### Task instructions
Among the records below, determine how many lines have the word "Send" in them; output only the number.

Source records Block Start

PR #6645, opened 2019-06-11
[Studio][Tests] Use absolute drive path for windows studio name

smacfarlane:
When exiting the studio inside an Await session, the CWD would remain at the `[Habitat]` junction location.  This caused the Linux style path of `/hab/studios/studio-internals-test` to not be resolvable and the studio rm would fail, resulting in a failing test.  

This changes the studio name to use Windows-style drive letter paths, allowing the `hab studio rm` to behave as expected. 

### DIFF
--- a/components/studio/test/shared/studio-enter.ps1
+++ b/components/studio/test/shared/studio-enter.ps1
@@ -8,7 +8,7 @@ $env:HAB_NOCOLORING = "true"
 # Await has trouble parsing non-ascii glyphs
 $env:HAB_GLYPH_STYLE = "ascii"  
 $exit_code = 0
-$studio_name = "/hab/studios/studio-internals-test"
+$studio_name = "c:\hab\studios\studio-internals-test"
 try { 
     Start-AwaitSession 
     Send-AwaitCommand "$studio_command enter -o $studio_name" 
@@ -25,8 +25,10 @@ try {
 
 } finally { 
     Write-Host "Cleaning up"
-    Send-AwaitCommand "exit"
     
+    Send-AwaitCommand "exit"
+    Receive-AwaitResponse
+
     # Await won't block on "Waiting for supervisor to finish..." 
     # Copy the studio shutdown behavior and block for a bit until the supervisor has finished
     $retry = 0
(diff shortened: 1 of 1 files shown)


components/studio/test/shared/studio-enter.ps1
```diff
@@ -8,7 +8,7 @@ $env:HAB_NOCOLORING = "true"
 # Await has trouble parsing non-ascii glyphs
 $env:HAB_GLYPH_STYLE = "ascii"  
 $exit_code = 0
-$studio_name = "/hab/studios/studio-internals-test"
+$studio_name = "c:\hab\studios\studio-internals-test"
```
mwrock: This is fine our purposes here and indeed almost any scenario. I always like to use:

Source records Block End

### Task result
3